Maßnahmen gegen hochgefährliche Pestizide (HHPs), die für erhebliche Gesundheits- und Umweltschäden verantwortlich sind, werden nur sehr langsam ergriffen, da es keine international anerkannte Liste von HHPs gibt, obwohl bereits Kriterien für deren Erstellung bestehen. Zusammenfassend lässt sich sagen, dass Kameruns Ansatz zur Regulierung gefährlicher Chemikalien, wie der vieler Entwicklungsländer, stark von der bereits bestehenden internationalen Gesetzgebung geprägt ist.
Warum gehen Entwicklungsländer Verpflichtungen ein, die sie kaum
einhalten können?
Der wichtigste Aspekt globaler Chemikalienabkommen in Entwicklungs-
und Schwellenländern ist die finanzielle Unterstützung bei der
Umsetzung, da diese Länder nur begrenzte Ressourcen und Kapazitäten
zur Verfügung haben. Leider ist dies noch nie in einem solchen Umfang
geschehen, dass Entwicklungs- und Schwellenländer ausreichende
Maßnahmen ergreifen konnten. Selbst wenn Hilfe angeboten wird, werden
Geber ihren Versprechungen unserer Erfahrung nach oftmals nicht
gerecht. Dies wird als Betrug oder mangelndes Engagement wahrgenommen.

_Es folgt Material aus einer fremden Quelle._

PR #29, opened 2021-09-03
Fix snowflake ID in dbt extractor by adding [ch3428]

alyiwang:
### What?

- Add account into dataset id in DBT extractor 

### Checklist

- [ ] I have tested that the changes in this PR work as expected
- [x] I have added/updated tests that exercise the critical code paths in this diff

### DIFF
--- a/metaphor/dbt/extractor.py
+++ b/metaphor/dbt/extractor.py
@@ -40,7 +40,7 @@ class DbtRunConfig(RunConfig):
     catalog: str
 
     # the database service account this DBT project is connected to
-    account: str = None
+    account: Optional[str] = None
 
 
 class DbtExtractor(BaseExtractor):
--- a/metaphor/dbt/extractor.py
+++ b/metaphor/dbt/extractor.py
@@ -39,6 +39,9 @@ class DbtRunConfig(RunConfig):
     manifest: str
     catalog: str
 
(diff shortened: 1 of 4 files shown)


mars-lan:
Fix title?

metaphor/dbt/extractor.py
```diff
@@ -39,6 +39,9 @@ class DbtRunConfig(RunConfig):
     manifest: str
     catalog: str
 
+    # the database service account this DBT project is connected to
+    account: str = None
```
mars-lan, line 43: This is easier but theoretically you can get it directly from `profile.yml`: https://github.com/MetaphorData/dbt/blob/main/profiles.yml#L5

mars-lan:
> Fix title?

Never mind. I misread it.

metaphor/dbt/extractor.py
alyiwang: Right, the `profile` has all those information. But that way we need to bring `profile.yml` to the crawlers, besides the current manifest and catalog. Also, from the customer's perspective, they might prefer not to pass the `profile` as it contains passwords which the crawler doesn't need.

mars-lan: Makes sense.

mars-lan (approved):

PR #33, opened 2021-09-20
Get table statistics in postgres and snowflake [sc-604]

alyiwang:
### What?

- Fetch table statistics for postgres and redshift
- Fix: MB = 10^6
- Tested against local postgres

### Checklist

### DIFF
--- a/metaphor/snowflake/extractor.py
+++ b/metaphor/snowflake/extractor.py
@@ -195,7 +195,7 @@ class SnowflakeExtractor(BaseExtractor):
         if row_count:
             dataset.statistics.record_count = float(row_count)
         if table_bytes:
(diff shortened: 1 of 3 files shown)


metaphor/snowflake/extractor.py
```diff
@@ -195,7 +195,7 @@ def _init_dataset(
         if row_count:
             dataset.statistics.record_count = float(row_count)
         if table_bytes:
-            dataset.statistics.data_size = table_bytes / 1048576
+            dataset.statistics.data_size = table_bytes / 1000000
```
mars-lan, line 198: Consider this for clarify

```suggestion
            dataset.statistics.data_size = table_bytes / (1000*1000)  # in MB
```

PR #38, opened 2021-09-28
Use default placeholder value when column native type is not set

mars-lan:
### Why?

dbt's catalog may sometimes contain `null` as column type. This causes an issue when ingesting the MCEs which expects `nativeType` to be an non-empty string.

### What?

As titled.

### Checklist


alyiwang (approved):
LGTM

PR #42, opened 2021-10-01
Refactor dbt connector to use classes generated from the official JSON schemas

mars-lan:
### Why?

dbt publishes the official JSON schemas for manifest.json & catalog.json file. We should use these to generate data model classes instead of hand-crafted versions. 

### What?

- Replace hand-crafted dbt_model.py with [pydantic](https://pydantic-docs.helpmanual.io/) versions generated by [datamodel-code-generator](https://github.com/koxudaxi/datamodel-code-generator)
- Update extractor code to make use of the new models and fix a few bugs as a result
- Fix all incorrect assumptions in the test data to match the JSON schemas

Also manually tested against complex dbt projects to ensure the correctness.

### Checklist


alyiwang (approved):
LGTM, great work!

mars-lan:
> Hum CI failed for an unrelated test and can't seem to reproduce it locally either. Need to investigate more...

Turned out that the test was broken by `sql-metadata` 2.3.0. Pined it down to `2.2.2` for now to unblock this PR.

alyiwang (approved):

PR #43, opened 2021-10-02
update looker crawler to output looker explores

alyiwang:
### Why?

We have the new VirtualView models, time to fill in the data

### What?

- Update Looker connector to fetch explores and views
- Update dashboard upstream to also point to explores

### Checklist

- [x] I have added/updated tests that exercise the critical code paths in this diff

### DIFF
--- a/metaphor/common/entity_id.py
+++ b/metaphor/common/entity_id.py
@@ -8,7 +8,9 @@ from metaphor.models.metadata_change_event import (
     DatasetLogicalID,
     EntityType,
     GroupID,
+    KnowledgeCardLogicalID,
     PersonLogicalID,
+    VirtualViewLogicalID,
 )
 
 from metaphor.common.event_util import EventUtil
@@ -17,7 +19,14 @@ from metaphor.common.event_util import EventUtil
 @dataclass
 class EntityId:
     type: EntityType
-    logicalId: Union[DatasetLogicalID, DashboardLogicalID, PersonLogicalID, GroupID]
+    logicalId: Union[
+        DatasetLogicalID,
+        DashboardLogicalID,
+        GroupID,
+        KnowledgeCardLogicalID,
+        PersonLogicalID,
+        VirtualViewLogicalID,
+    ]
 
     def __str__(self) -> str:
         json = encode_canonical_json(EventUtil.clean_nones(self.logicalId.to_dict()))
--- a/metaphor/looker/lookml_parser.py
+++ b/metaphor/looker/lookml_parser.py
@@ -128,6 +128,9 @@ def _to_dataset_id(source_name: str, connection: Connection) -> EntityId:
 
 
 def to_virtual_view_id(name: str, virtualViewType: VirtualViewType) -> EntityId:
+    """
+    converts a virtual view name and type into an Virtual View entity ID
+    """
     return EntityId(
         EntityType.VIRTUAL_VIEW,
         VirtualViewLogicalID(name=name, type=virtualViewType),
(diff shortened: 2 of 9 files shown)


metaphor/common/entity_id.py
```diff
@@ -17,7 +19,14 @@
 @dataclass
 class EntityId:
```
mars-lan, line 20: We should probably generate this from models eventually.

metaphor/looker/lookml_parser.py
```diff
@@ -211,14 +311,28 @@ def _load_model(
     if connection is None:
         raise ValueError(f"Model ${model_path} has an invalid connection")
 
-    return Model.from_dict(raw_views, raw_explores, connection)
-
+    return raw_views, raw_explores, connection
 
-def parse_models(base_dir: str, connections: Dict[str, Connection]) -> Dict[str, Model]:
 
+def parse_models(
```
mars-lan, line 317: Maybe rename this to `parse_project` since it's now returning more than just models? Please also add one line description to all public methods that I missed previously. Thanks.

tests/looker/test_lookml_parser.py
```diff
@@ -53,10 +64,36 @@ def test_basic(test_root_dir):
...
+                ],
+                source_datasets=["DATASET~5881AB4C0A42EF1C15F6C02C0D14AD43"],
+            ),
+        ),
+        VirtualView(
+            logical_id=VirtualViewLogicalID(
+                name="explore1", type=VirtualViewType.LOOKER_EXPLORE
+            ),
+            looker_explore=LookerExplore(
+                base_view="VIRTUAL_VIEW~361092A8CFF1EFEFD695B221B21943B3",
```
mars-lan, line 85: Can a Looker explore have only one base view? Is it possible to join mulitple views to form a new explore?

mars-lan: nvm. I see the `joins` field now.

tests/looker/test_lookml_parser.py
```diff
@@ -89,10 +126,62 @@ def test_join(test_root_dir):
...
+        VirtualView(
+            logical_id=VirtualViewLogicalID(
+                name="view1", type=VirtualViewType.LOOKER_VIEW
+            ),
+            looker_view=LookerView(
+                dimensions=[LookerViewDimension(data_type="string", field="country")],
+                measures=[
+                    LookerViewMeasure(field="average_measurement", type="average")
+                ],
+                source_datasets=["DATASET~5881AB4C0A42EF1C15F6C02C0D14AD43"],
```
mars-lan, line 139: Consider building the entity ID from its parts to make the test more readable.

metaphor/looker/lookml_parser.py
mars-lan: Singular? https://docs.looker.com/data-modeling/getting-started/how-project-works

metaphor/looker/lookml_parser.py
```diff
@@ -164,6 +97,175 @@ def from_dict(
...
+    raw_view = raw_views.get(view_name)
+    if raw_view is None:
+        raise ValueError(f"Refer to non-existing view {view_name}")
+
+    if "derived_table" in raw_view:
+        sql = raw_view["derived_table"].get("sql")
+        if sql is not None:
+            return _extract_upstream_datasets_from_sql(sql, raw_views, connection)
+
+        # TODO(1329): Add support for native derived tables
```
mars-lan, line 155: Add `SC` prefix to ticket

metaphor/looker/lookml_parser.py
```diff
@@ -164,6 +97,175 @@ def from_dict(
...
+        label=raw_view.get("label", None),
+        source_datasets=[
+            str(ds) for ds in _get_upstream_datasets(name, raw_views, connection)
+        ],
+    )
+
+    if "extends" in raw_view:
+        view.extends = [
+            str(to_virtual_view_id(view, VirtualViewType.LOOKER_VIEW))
+            for view in raw_view["extends"]
```
mars-lan, line 198: A more pythonic way is to drop the `if` and change this line to

```suggestion
            for view in raw_view.get("extends", [])
```

mars-lan: It's not entirely equivalent as it'll set the `view.extends` field even if `raw_view` has no `extends`.

mars-lan:
Please add https://docs.looker.com/data-modeling/getting-started/how-project-works to the description at the top for future reference.

alyiwang:
> Please add https://docs.looker.com/data-modeling/getting-started/how-project-works to the description at the top for future reference.

done

metaphor/looker/lookml_parser.py
alyiwang: This does reduce one line 👍 . But personally still prefer not to the set the field if there is no entry, more align with LookerML format.

mars-lan: SGTM

mars-lan (approved):

PR #45, opened 2021-10-05
Update Snowflake user creation instructions

mars-lan:
### Why?

The original instructions were incomplete and incorrect.

### What?

As titled. Tested by manually creating the user and run the connector using the new credential.

### Checklist


alyiwang (approved):
Thanks for updating this!

Issue #13, opened 2021-08-13
Breaking changes in 0.6


mars-lan:
- Rename `PostgresqlExtractor` & `PostgresqlRunConfig` to `PostgreSQLExtractor` & `PostgreSQLRunConfig`
- Replace single db filtering with multiple for Snowflake connector
- Drop dataset/virtual view dual writing in Looker connector
- Drop dual writing in dbt connector

PR #46, opened 2021-10-05
Limit Snowflake connector to extract metadata only from the database specified in the config

mars-lan:
### Why?

Snowflake connector currently will scan all tables/views from all databases regardless what's specified in the config.

### What?

As titled. We can introduce a list of allowed databases in the config file as a breaking change in 0.6:  https://github.com/MetaphorData/connectors/issues/13

Note: While the behavior is backward incompatible, it's considered as a bug fix. 

Verified by running it locally:
```
$ python -m metaphor.snowflake ~/Desktop/local/snowflake.yml
2021-10-04 21:18:57,948 INFO - query: [USE ACME]
...
2021-10-04 21:19:31,522 INFO - Fetched 43 entities
```

### Checklist

### DIFF
--- a/metaphor/snowflake/extractor.py
+++ b/metaphor/snowflake/extractor.py
@@ -64,19 +64,14 @@ class SnowflakeExtractor(BaseExtractor):
         with ctx:
             cursor = ctx.cursor()
 
-            databases = self._fetch_databases(cursor, config.database)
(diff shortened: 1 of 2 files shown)


alyiwang (approved):
LGTM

Es entsteht der Eindruck, dass SAICM-InteressensvertreterInnen viel
Ressourcen und Energie aufwenden, um Aktionspläne und Resolutionen zu
entwickeln, aber weniger für deren Umsetzung unternehmen. Ein
wichtiger Schritt wäre es diesbezüglich, Chemikalien als politische
Priorität zu definieren und sie in dem Komplex nachhaltige Entwicklung
und internationale Zusammenarbeit zu behandeln.
Während SAICM-VertreterInnen ein neues Rahmenwerk für die Zeit nach 2020 aushandeln, ist es unmöglich, sich eine Zukunft ohne umfassende internationale Anstrengungen zur Verbesserung der Chemikaliensicherheit vorzustellen. Ein gestärktes Rahmenwerk mit angemessener politischer Priorität wird für die Zukunft Afrikas essenziell sein. Nichtregierungsorganisationen (NGOs) werden bei diesen Bemühungen eine wichtige Rolle spielen, so wie sie auch bei der Umsetzung von SAICM von Bedeutung waren. Das Centre de Recherche et d'Education pour le Développement (CREPD) zeigt, wie wichtig es ist, dass mehrere Interessengruppen zu Vorschriften über Blei in Farben, über die Verringerung der Quecksilberbelastung oder zu anderen Fragen der Chemikaliensicherheit in Kamerun beitragen. Dies war unter anderem durch die Finanzierung des Schnellstartprogramms im Rahmen von SAICM möglich, welche die Regierung auch bei der Umsetzung unterstützte.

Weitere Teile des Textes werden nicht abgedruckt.